Can you start another process after you see the error once? I need to restart R.
But my experiments suggest that there might be a bigger problem — I think terminating req_perform_parallel() doesn't actually terminate the other ongoing requests.
...
Hmmmm, some experiments suggest that maybe that's not the case?
@JBGruber could you please try #602 and see if it fixes the problem for you?
This fixes the error :blush:. But I observed some other unexpected behaviour.
- After interrupting, I get
! Operation timed out after 10000 milliseconds with 0 bytes receivedon the next attempt when that shouldn't be the case. I decreased the delay to 2 seconds on the second attempt to make sure this isn't a coincidence. If the delay of first + second attempt is below 10 seconds, it does not seem to happen. - If I wait until 50% requests are done and then interrupt, the return object is still produced, with half of responses missing (if I wait until 80%, 20% are empty and so on)

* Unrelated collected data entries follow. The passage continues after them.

PR #100, opened 2023-05-22
update torch gpu to cpu project deps (closes #94)

### LINKED ISSUE #94: Revisit ADR on Torch CPU/GPU after Poetry 1.5
With the possibility to define exclusive indexes for poetry starting from version 1.5.0 (python-poetry/poetry/issues/6713 & python-poetry/poetry/issues/7853), let's revisit our [ADR](https://github.com/boschresearch/blackboxopt/blob/main/architecture_decision_records/torch-gpu-vs-cpu-dependency.md) on the matter and potentially switch to cpu torch by default.

LGro:
With the release of poetry 1.5.0 and the according availability of the source attribute `priority = "explicit"` this PR changes the project dependency from the general GPU enabled torch that brings in all kinds of cuda/cudnn dependencies to the CPU version from the respective index. The former downside of poetry update searching the torch index for all dependencies and thus being slow, noted in the torch GPU vs CPU ADR, is resolved by marking the torch index `explicit` and using the `source="pytorch-cpu"` reference for the torch dependency. This should still allow downstream users to install the GPU version of torch instead of the CPU one without issues.


LGro:
The issue with poetry not picking up all pytorch dependencies as seen in our CI/CD here (e.g. missing `sympy`) is related to a torch issue that you are aware of @aeivazi, right? Would you propose limiting torch to `<2.0` for now? And could you link the corresponding torch issue here, please?

LGro:
> The issue with poetry not picking up all pytorch dependencies as seen in our CI/CD here (e.g. missing `sympy`) is related to a torch issue that you are aware of @aeivazi, right? Would you propose limiting torch to `<2.0` for now? And could you link the corresponding torch issue here, please?

I restricted pytorch to <2.0 for now until the corresponding issue is fixed.

aeivazi:
> The issue with poetry not picking up all pytorch dependencies as seen in our CI/CD here (e.g. missing `sympy`) is related to a torch issue that you are aware of @aeivazi, right? Would you propose limiting torch to `<2.0` for now? And could you link the corresponding torch issue here, please?

Reading your explanation, this is not related to `torch==2.0.1`. The issue I was facing was due to installing GPU torch version and missing `nvidia-*` dependencies: https://github.com/pytorch/pytorch/issues/100974.

This error might be specific to CPU torch?...
I've googled the error, there is a recommendation to install `sympy` have you tried? https://github.com/pytorch/vision/issues/7034

LGro:
> This error might be specific to CPU torch?...
> I've googled the error, there is a recommendation to install `sympy` have you tried? [pytorch/vision#7034](https://github.com/pytorch/vision/issues/7034)

True, adding sympy works; I removed the upper bound again. All good from my side then, awaiting your review.

aeivazi (approved):
Awesome addition, thanks @LGro!

PR #103, opened 2023-05-25
remove upper version bound for parameterspace dependency

LGro:
I'd like to propose being less conservative with the version bound of our own package parameterspace to avoid having to adjust the upper bound regularly.


aeivazi (approved):
sounds good!

PR #105, opened 2023-05-31
add on release published as ci/cd trigger

LGro:
It seems like creating releases (and with that a tag) via the GitHub web ui doesn't trigger our CI/CD pipeline anymore. This PR should fix that.


dynobo (approved):
Looks good, thanks!

PR #106, opened 2023-06-01
add multi objective example and default logger init

LGro:
Our only example in the docs so far was the dask distributed one, which is oddly specific and it was a bit lonely. I added a HPO example that shows multiple objectives and a mixed space.


tests/examples_test.py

Sorry for the screen recording, but I don't know how else to show it. Until second 46, you see the first issue. I wait a little bit and then show issue 2 from secon 56.
I think this is all far less problematic than having to restart R to be able to run req_perform_parallel() with a progress bar. But I think it suggests that you might have been right and terminating req_perform_parallel() doesn't actually terminate the other ongoing requests.

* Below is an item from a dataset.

PR #108, opened 2023-06-05
update fixed seed reference test to use two objectives in mo case

LGro:
@aeivazi, I still had this PR in the pipeline from back in March but am not 100% confident if the original motivation still exists - can you help fill in the gaps, whether this is still something we'd like to tackle. I remember we wanted to not expect all multi objective optimizers to successfully handle one objective and thus switch to two objectives in our reference test.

@JBGruber I did a bunch of experiments and convinced myself that they're getting cancelled on my machine, but maybe that code path doesn't work correctly on linux? I'll think about how to test that hypothesis.
@gaborcsardi any ideas on why this might be different on Arch?

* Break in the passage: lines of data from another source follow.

PR #109, opened 2023-06-05
add pre eval callback and stringify user info for logging

### LINKED ISSUE #97: JSON dump in optimization loop logging fails for some user_info values

LGro:
* Close #97 by casting the `user_info` to string before dumping it to JSON for logging
* Add pre-evaluation callback
* Add reference to evaluation function wrapper in docstring for more transparency about `catch_exceptions_from_evaluation_function` argument

### DIFF
--- a/blackboxopt/optimization_loops/sequential.py
+++ b/blackboxopt/optimization_loops/sequential.py
@@ -26,10 +26,11 @@ def run_optimization_loop(
     optimizer: Union[SingleObjectiveOptimizer, MultiObjectiveOptimizer],
     evaluation_function: Callable[[EvaluationSpecification], Evaluation],
     timeout_s: float = float("inf"),
-    max_evaluations: int = None,
+    max_evaluations: Optional[int] = None,
     catch_exceptions_from_evaluation_function: bool = False,
+    pre_evaluation_callback: Optional[Callable[[EvaluationSpecification], Any]] = None,
     post_evaluation_callback: Optional[Callable[[Evaluation], Any]] = None,
-    logger: logging.Logger = None,
+    logger: Optional[logging.Logger] = None,
 ) -> List[Evaluation]:
     """Convenience wrapper for an optimization loop that sequentially fetches evaluation
     specifications until a given timeout or maximum number of evaluations is reached.
@@ -53,9 +54,12 @@ def run_optimization_loop(
             exception raised by the evaluation function or instead store their stack
             trace in the evaluation's `stacktrace` attribute. Set to True if there are
             spurious errors due to e.g. numerical instability that should not halt the
-            optimization loop.
+            optimization loop. For more details, see the wrapper that is used internally
+            `blackboxopt.optimization_loops.utils.evaluation_function_wrapper`
+        pre_evaluation_callback: Reference to a callable that is invoked before each
+            evaluation and takes a `blackboxopt.EvaluationSpecification` as an argument.
         post_evaluation_callback: Reference to a callable that is invoked after each
-            evaluation and takes a `blackboxopt.Evaluation` as its argument.
+            evaluation and takes a `blackboxopt.Evaluation` as an argument.
         logger: The logger to use for logging progress. Default: `blackboxopt.logger`
 
     Returns:
@@ -82,10 +86,13 @@ def run_optimization_loop(
 
         try:
             evaluation_specification = optimizer.generate_evaluation_specification()
+
             logger.info(
-                "The optimizer proposed a specification for evaluation:\n"
-                + f"{json.dumps(evaluation_specification.to_dict(), indent=2)}"
+                "The optimizer proposed the following evaluation specification:\n%s",
+                json.dumps(evaluation_specification.to_dict(), indent=2),
             )
+            if pre_evaluation_callback is not None:
+                pre_evaluation_callback(evaluation_specification)
 
             evaluation = evaluation_function_wrapper(
                 evaluation_function=evaluation_function,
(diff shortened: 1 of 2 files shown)


blackboxopt/optimization_loops/sequential.py
```diff
@@ -82,10 +86,13 @@ def run_optimization_loop(
...
         try:
             evaluation_specification = optimizer.generate_evaluation_specification()
+
             logger.info(
-                "The optimizer proposed a specification for evaluation:\n"
-                + f"{json.dumps(evaluation_specification.to_dict(), indent=2)}"
+                "The optimizer proposed the following evaluation specification:\n%s",
+                json.dumps(evaluation_specification.to_dict(), indent=2),
             )
+            if pre_evaluation_callback is not None:
```
dynobo, line 94:
```suggestion
            if pre_evaluation_callback:
```

blackboxopt/optimization_loops/sequential.py
```diff
@@ -94,16 +101,25 @@ def run_optimization_loop(
                 objectives=objectives,
                 catch_exceptions_from_evaluation_function=catch_exceptions_from_evaluation_function,
             )
+
             logger.info(
-                "Reporting the result from the evaluation function to the optimizer:\n"
-                + f"{json.dumps(evaluation.to_dict(), indent=2)}"
+                "Reporting the following evaluation result to the optimizer:\n%s",
+                json.dumps(
```
dynobo, line 107: As we here use it only for logging, might stringifying via [`pprint.pformat`](https://docs.python.org/3/library/pprint.html#pprint.pformat) be an option? Might hope would be, that it already handles most issues that can occur when serializing to json...

blackboxopt/optimization_loops/sequential.py
```diff
@@ -53,9 +54,12 @@ def run_optimization_loop(
             exception raised by the evaluation function or instead store their stack
             trace in the evaluation's `stacktrace` attribute. Set to True if there are
             spurious errors due to e.g. numerical instability that should not halt the
-            optimization loop.
+            optimization loop. For more details, see the wrapper that is used internally
+            `blackboxopt.optimization_loops.utils.evaluation_function_wrapper`
+        pre_evaluation_callback: Reference to a callable that is invoked before each
```
dynobo, line 59: I'm wondering: What's actually the use case for this pre-evaluation callback? And if I'm asking myself this question, might it make sense to add such an example to the docstring, too?

dynobo (approved):
Looks fine, I'm only curious, for which use-cases this feature is used. :-)

sfalkner (approved):
Thanks @LGro. These changes make the optimization loop more flexible 👍

blackboxopt/optimization_loops/sequential.py
LGro: With `str()` and `json.dumps` as currently implemented:
```
  "created_unixtime": 1686052139.35081,
  "context": null,
  "constraints": null,
  "finished_unixtime": 1686052139.351386,
  "stacktrace": null,
  "user_info": "{'muy': 'complex', 'lamda': <function evaluation_function.<locals>.<lambda> at 0x7f08e22c9790>, 'longlist': [2, 2, 2, 2, 2, 2, 2, 2, 2, 2, 2, 2, 2, 2, 2, 2, 2, 2, 2, 2]}"
}
```

With `pprint.pformat(evaluation.to_dict())` instead of `json.dumps`
```
 'created_unixtime': 1686052409.133704,
  'finished_unixtime': 1686052409.134927,
  'objectives': {'loss': 1.0},
  'optimizer_info': {},
  'settings': {},
  'stacktrace': None,
  'user_info': { 'lamda': <function evaluation_function.<locals>.<lambda> at 0x7f0964e23b80>,
                 'longlist': [ 2,
                               2,
                               2,
                               2,
                               2,
                               2,
                               2,
                               2,
                               2,
                               2,
                               2,
                               2,
                               2,
                               2,
                               2,
                               2,
                               2,
                               2,
                               2,
                               2],
                 'muy': 'complex'}}
```

with `pprint.pformat()` just on the `user_info` and around `json.dumps`:
```
  "created_unixtime": 1686052342.399883,
  "context": null,
  "constraints": null,
  "finished_unixtime": 1686052342.400269,
  "stacktrace": null,
  "user_info": "{'lamda': <function evaluation_function.<locals>.<lambda> at 0x7f64ad4aa040>,\n 'longlist': [2, 2, 2, 2, 2, 2, 2, 2, 2, 2, 2, 2, 2, 2, 2, 2, 2, 2, 2, 2],\n 'muy': 'complex'}"
}
```

To me the current implementation looks the cleanest, or am I missing specific pprint args?

dynobo: > or am I missing specific pprint args? 

well, `compact=True` should help, could you try that?

Probably it still wouldn't look exactly like the custom solution, on the other hand it also wraps lines after _n_ chars etc... But I see the simpler implementation as main benefit.

LGro: With compact it does look a wee bit nicer
```
{'configuration': {'p': 0.40032391669228673},
 'constraints': None,
 'context': None,
 'created_unixtime': 1686055220.515068,
 'finished_unixtime': 1686055220.516517,
 'objectives': {'loss': 1.0},
 'optimizer_info': {},
 'settings': {},
 'stacktrace': None,
 'user_info': {'lamda': <function evaluation_function.<locals>.<lambda> at 0x7f9d4fda9820>,
               'longlist': [2, 2, 2, 2, 2, 2, 2, 2, 2, 2, 2, 2, 2, 2, 2, 2, 2,
                            2, 2, 2],
               'muy': 'complex'}}
```

What do the others think, @aeivazi and @sfalkner? I'm open to changing to pprint, or has someone of you benefited from being able to copy valid JSON from the log output?

blackboxopt/optimization_loops/sequential.py
dynobo: @LGro, makes sense, thanks!

blackboxopt/optimization_loops/sequential.py
dynobo: > or has someone of you benefited from being able to copy valid JSON from the log output?

What difference do you see regarding that with `pformat()` vs. `json.dumps()`? By allowing non-serializable objects, both never will be valid JSONs...

LGro: The difference is that the initially proposed `json.dumps` with `str(user_info)` results in valid JSON, it just changes the `user_info` value into a string, while pformat does not. But at least I haven't relied on that so far, just wanted to check because it's the only reason left for me why I'd consider json over pprint.

aeivazi: Honestly, i have not yet used log output for anything else but additional information. I feel both proposal yields to the same result for me as a user. If `pformat` reduces number of code lines, i would vote for it.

Different libcurl version or settings, potentially. But it can also just be random.
curl::curl_version()
#> $version
#> [1] "8.11.1"
#>
#> $headers
#> [1] "8.11.0"
#>
#> $ssl_version
#> [1] "OpenSSL/3.4.0"
#>
#> $libz_version
#> [1] "1.3.1"
#>
#> $libssh_version
#> [1] "libssh2/1.11.1"
#>
#> $libidn_version
#> [1] "2.3.7"
#>
#> $host
#> [1] "x86_64-pc-linux-gnu"
#>
#> $protocols
#> [1] "dict" "file" "ftp" "ftps" "gopher" "gophers" "http"
#> [8] "https" "imap" "imaps" "mqtt" "pop3" "pop3s" "rtsp"
#> [15] "scp" "sftp" "smb" "smbs" "smtp" "smtps" "telnet"
#> [22] "tftp" "ws" "wss"
#>
#> $ipv6
#> [1] TRUE
#>
#> $http2
#> [1] TRUE
#>
#> $idn
#> [1] TRUE
#>
#> $url_parser
#> [1] TRUE
Created on 2025-01-06 with reprex v2.1.1
One particular difference could be HTTP/1.1 vs HTTP/2, i.e. whether libcurl has HTTP/2 support and whether it is used by default. AFAIR cancellation is very different for HTTP/2, because of the multiplexing.
Since I can't reproduce the problem easily, and I need to get this release out of the door, I'm going to push this to the future.